Stored data –

Issue #555, opened 2020-11-12
Add keep-alive mechanism to detect connection lost with realtime protocols


Aschen:
##  Feature Request

We need a keel-alive mechanism built with Kuzzle ping/pong capabilities with the WebSocket protocol to terminate a connection when the connection is lost.

See: https://www.npmjs.com/package/ws#how-to-detect-and-close-broken-connections

Yoann-Abbes:
Related: https://github.com/kuzzleio/sdk-javascript/issues/277

PR #586, opened 2021-01-14
Add keep-alive mechanism to detect connection lost with realtime protocols

Yoann-Abbes:
## What does this PR do?

Terminate a connection when the connection is lost by using the ping/pong mechanism
https://github.com/kuzzleio/sdk-javascript/issues/555

### Other changes

fix ms/security controller tests


doc/7/protocols/websocket/properties/index.md
```diff
@@ -14,6 +14,7 @@ order: 10
 | `connected`  | <pre>boolean</pre>  | Returns `true` if the socket is open |
 | `host`  | <pre>string</pre>  | Kuzzle server host |
 | `reconnectionDelay`  | <pre>number</pre>  | Number of milliseconds between reconnection attempts         |
+| `pingInterval`  | <pre>number</pre>  | Number of milliseconds between two pings         |
```
scottinet, line 17: same here

src/protocols/WebSocket.ts
```diff
@@ -83,8 +85,17 @@ export default class WebSocketProtocol extends BaseProtocolRealtime {
 
       this.client = new this.WebSocketClient(url, this.options);
 
+      this.client.onping = () => {
+        this.heartbeat(this.client);
+      };
+
+      this.client.onpong = () => {
+        return resolve();
+      };
```
scottinet, line 94: 1. you shouldn't resolve the promise in `onpong`: you're resolving the promise multiple times
2. your 'onping' method will only work if kuzzle does send PINGs, but that may very well not be the case, as Kuzzle can be configured to have passive checks (i.e. it will responds to PINGs with PONGs, but it won't send PING packets by itself), see here: https://github.com/kuzzleio/kuzzle/blob/master/.kuzzlerc.sample#L419
3. onping/onpong methods don't exist in the browser implementation of websockets, you'll have to create PING packets manually, and check if a received packet is a pong one (see https://developer.mozilla.org/en-US/docs/Web/API/WebSockets_API/Writing_WebSocket_servers#pings_and_pongs_the_heartbeat_of_websockets)

What you should do instead is to manually send PING packets to Kuzzle every `pingInterval` milliseconds, and then check received messages to verify if it's a PONG response, which resets the heartbeat timeout.

So you shouldn't have "onping"/"onpong" methods at all.

scottinet (changes requested):

doc/7/protocols/websocket/introduction/index.md
```diff
@@ -13,3 +13,11 @@ Inherits from: [KuzzleEventEmitter](/sdk/js/7/core-classes/kuzzle-event-emitter)
 The WebSocket protocol can be used by an instance of the SDK to communicate with your Kuzzle server.
 
 This protocol allows you to use all the features of Kuzzle, including [real-time notifications](/sdk/js/7/essentials/realtime-notifications).
+
+<SinceBadge version="2.10.0"/>
```
Aschen, line 17: We are not sure about the target release version (even if in that case we know pretty much I admit)
```suggestion
<SinceBadge version="change-me"/>
```

doc/7/protocols/websocket/introduction/index.md
```diff
@@ -13,3 +13,11 @@ Inherits from: [KuzzleEventEmitter](/sdk/js/7/core-classes/kuzzle-event-emitter)
...
+:::info
```
Aschen, line 18:
```suggestion
::: info
```

Aschen: I wish we could have a dedicated section so we can send links directly to people asking about this feature

src/protocols/WebSocket.ts
```diff
@@ -176,8 +175,13 @@ export default class WebSocketProtocol extends BaseProtocolRealtime {
       this.client.onmessage = payload => {
         const data = JSON.parse(payload.data || payload);
 
+        /**
+         * Since Kuzzle 2.10.0
+         * Corresponds to a custom pong response message
+         */
         if (data && data.p && data.p === '1') {
```
Aschen, line 182: The ping message should be a integer `{ "p": 1}`

Aschen (changes requested):

doc/7/protocols/websocket/constructor/index.md
```diff
@@ -30,8 +30,9 @@ WebSocket protocol connection options.
 | Property            | Type<br/>(default)               | Description                                                                                  |
 | ------------------- | -------------------------------- | -------------------------------------------------------------------------------------------- |
 | `autoReconnect`     | <pre>boolean</pre><br/>(`true`)  | Automatically reconnect to kuzzle after a `disconnected` event                               |
-| `port`              | <pre>number</pre><br/>(`7512`)   | Kuzzle server port                                                                           |
 | `headers`           | <pre>object</pre>(`{}`)          | Connection custom HTTP headers (e.g. origin, subprotocols, ...)<br/>**(Not supported by browsers)** |
+| `pingInterval` | <pre>number</pre><br/>(`30000`)   | Number of milliseconds between two pings                                         |
```
Aschen, line 34: I think `30s` is too high. On a mobile application you want to quickly know if you lost the connection so the SDK can start queuing requests.

The `2s` delay used in templates seems good to me.

doc/7/protocols/websocket/introduction/index.md
```diff
@@ -13,3 +13,11 @@ Inherits from: [KuzzleEventEmitter](/sdk/js/7/core-classes/kuzzle-event-emitter)
 The WebSocket protocol can be used by an instance of the SDK to communicate with your Kuzzle server.
 
 This protocol allows you to use all the features of Kuzzle, including [real-time notifications](/sdk/js/7/essentials/realtime-notifications).
+
+<SinceBadge version="change-me"/>
+::: info
```
Aschen, line 18: We need a dedicated section here IMHO so we could link this section directly to clients.
Proposal: `### Ping / Pong keep-alive`

src/protocols/WebSocket.ts
```diff
@@ -83,8 +86,36 @@ export default class WebSocketProtocol extends BaseProtocolRealtime {
...
       this.client.onopen = () => {
         this.clientConnected();
+        /**
+         * Send pings to the server
+        */ 
+        this.pingIntervalId = setInterval(() => {
+          this.ping();
+          this.pongTimeoutId = setTimeout(() => {
+            this.close();
+            return;
```
Aschen, line 116: Useless return

src/protocols/WebSocket.ts
```diff
@@ -148,8 +188,15 @@ export default class WebSocketProtocol extends BaseProtocolRealtime {
...
           this.emit('queryError', error, data);
         }
+        /**
+         * In case you're running a Kuzzle version under 2.10.0
+         * The response from a browser custom ping will be an error
+         * since it does not parse the client message properly.
+         * We need to clear this timeout at each message to keep 
+         * the connection alive if it's the case
+         */
+        clearTimeout(this.pongTimeoutId);
```
Aschen, line 198: Shouldn't this be in the error handling `else` bloc according to the comment?

Also I don't understand the message, if we receive a message from Kuzzle we don't care if it's an error or not. Since we received a message then we should clean the pong timer and consider the connection as alive.

It seems that this is the actual behavior but then I think your comment is wrong.

Aschen (changes requested):

src/protocols/WebSocket.ts
Yoann-Abbes: The comment was not accurate

doc/7/protocols/websocket/constructor/index.md
Yoann-Abbes: I didn't assume that the primary use was for a mobile application.
If this is the case, the option remains configurable.
On the other hand, if it's a mobile application, it means more network activity, and therefore more battery consumption.
I'll go for something like 10 seconds by default. 
Wdyt? @scottinet  @Aschen  ?

doc/7/protocols/websocket/constructor/index.md
```diff
@@ -30,8 +30,9 @@ WebSocket protocol connection options.
 | Property            | Type<br/>(default)               | Description                                                                                  |
 | ------------------- | -------------------------------- | -------------------------------------------------------------------------------------------- |
 | `autoReconnect`     | <pre>boolean</pre><br/>(`true`)  | Automatically reconnect to kuzzle after a `disconnected` event                               |
-| `port`              | <pre>number</pre><br/>(`7512`)   | Kuzzle server port                                                                           |
 | `headers`           | <pre>object</pre>(`{}`)          | Connection custom HTTP headers (e.g. origin, subprotocols, ...)<br/>**(Not supported by browsers)** |
+| `pingInterval` | <pre>number</pre><br/>(`10000`)   | Number of milliseconds between two pings                                         |
```
Aschen, line 34: As I said, 10 seconds seems to be a lot. In 10 seconds an user can do many interactions with a mobile or web app before the application realize that there is no longer connection with the backend and switch to offline mode.

2 seconds seems to be small enough to have more reactivity.

(@scottinet @Njuelle any thought on this?)

Aschen (changes requested):
One last comment / discussion about the default `pingInterval` and then LGTM :+1:

doc/7/protocols/websocket/constructor/index.md
scottinet: dkdc :expressionless:

doc/7/protocols/websocket/constructor/index.md
Njuelle: I agree, 10 seconds in an app that is currently in use is too long.
2 seconds is ok for me too

src/protocols/WebSocket.ts
```diff
@@ -105,20 +105,24 @@ export default class WebSocketProtocol extends BaseProtocolRealtime {
...
       this.client.onopen = () => {
-        this.clientConnected();
+        this.clientConnected().then(() => {
+          this.pingIntervalId = setInterval(() => {
+            this.ping();
+            this.pongTimeoutId = setTimeout(() => {
+              this.client.close();
+            }, this._pongTimeout);
+          }, this._pingInterval);
+        });
```
Aschen: Nitpicking (readability): I struggle a little bit to read this part

Aschen (approved):

src/protocols/WebSocket.ts
Yoann-Abbes: read it again please I've changed the logic

test/protocol/WebSocket.test.js
```diff
@@ -332,6 +344,30 @@ describe('WebSocket networking module', () => {
...
+    const
+      cb = sinon.stub(),
+      cb2 = sinon.stub();
+
+    websocket.on('discarded', cb);
+    websocket.on('queryError', (error, data) => {
+      cb2(error, data);
+    });
+    
+    websocket.connect();
```
alexandrebouthinon, line 357: Missing await?

test/protocol/WebSocket.test.js
```diff
@@ -99,6 +99,16 @@ describe('WebSocket networking module', () => {
     should(websocket.stopRetryingToConnect).be.false();
   });
 
+  it('should initialize a ping interval when the connection is established', () => {
+    const setInterval = sinon.stub(clock, 'setInterval');
+
+    websocket.connect();
```
alexandrebouthinon, line 105: Missing await?

alexandrebouthinon (changes requested):

src/protocols/WebSocket.ts
```diff
@@ -137,6 +171,15 @@ export default class WebSocketProtocol extends BaseProtocolRealtime {
       this.client.onmessage = payload => {
         const data = JSON.parse(payload.data || payload);
 
+        /**
+         * Since Kuzzle 2.10.0
+         * Corresponds to a custom pong response message
+         */
+        if (data && data.p && data.p === 2) {
```
scottinet, line 178: you need to make sure that this is a PONG payload, by checking that there are no other properties than the `p` one (imagine a custom API route returning a response containing a numeral "p" property)

src/protocols/abstract/Realtime.ts
```diff
@@ -5,15 +5,21 @@ import { KuzzleAbstractProtocol } from './Base';
...
   protected retrying: boolean;
+  protected pongTimeoutId: ReturnType<typeof setTimeout>;
+  protected pingIntervalId: ReturnType<typeof setInterval>;
 
   constructor (host, options: any = {}, name: string) {
     super(host, options, name);
 
     this._autoReconnect = typeof options.autoReconnect === 'boolean' ? options.autoReconnect : true;
     this._reconnectionDelay = typeof options.reconnectionDelay === 'number' ? options.reconnectionDelay : 1000;
+    this._pingInterval = typeof options.pingInterval === 'number' ? options.pingInterval : 2000;
```
scottinet, line 21: documentation and comments still state that the default value is 10s

scottinet (changes requested):

test/protocol/WebSocket.test.js
Yoann-Abbes: No

test/protocol/WebSocket.test.js
Yoann-Abbes: same as above

alexandrebouthinon (approved):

WORK INSTRUCTIONS – Every line above that holds the string "think" counts once. State how many such lines there are, as a number alone.

YOUR SOLUTION – 2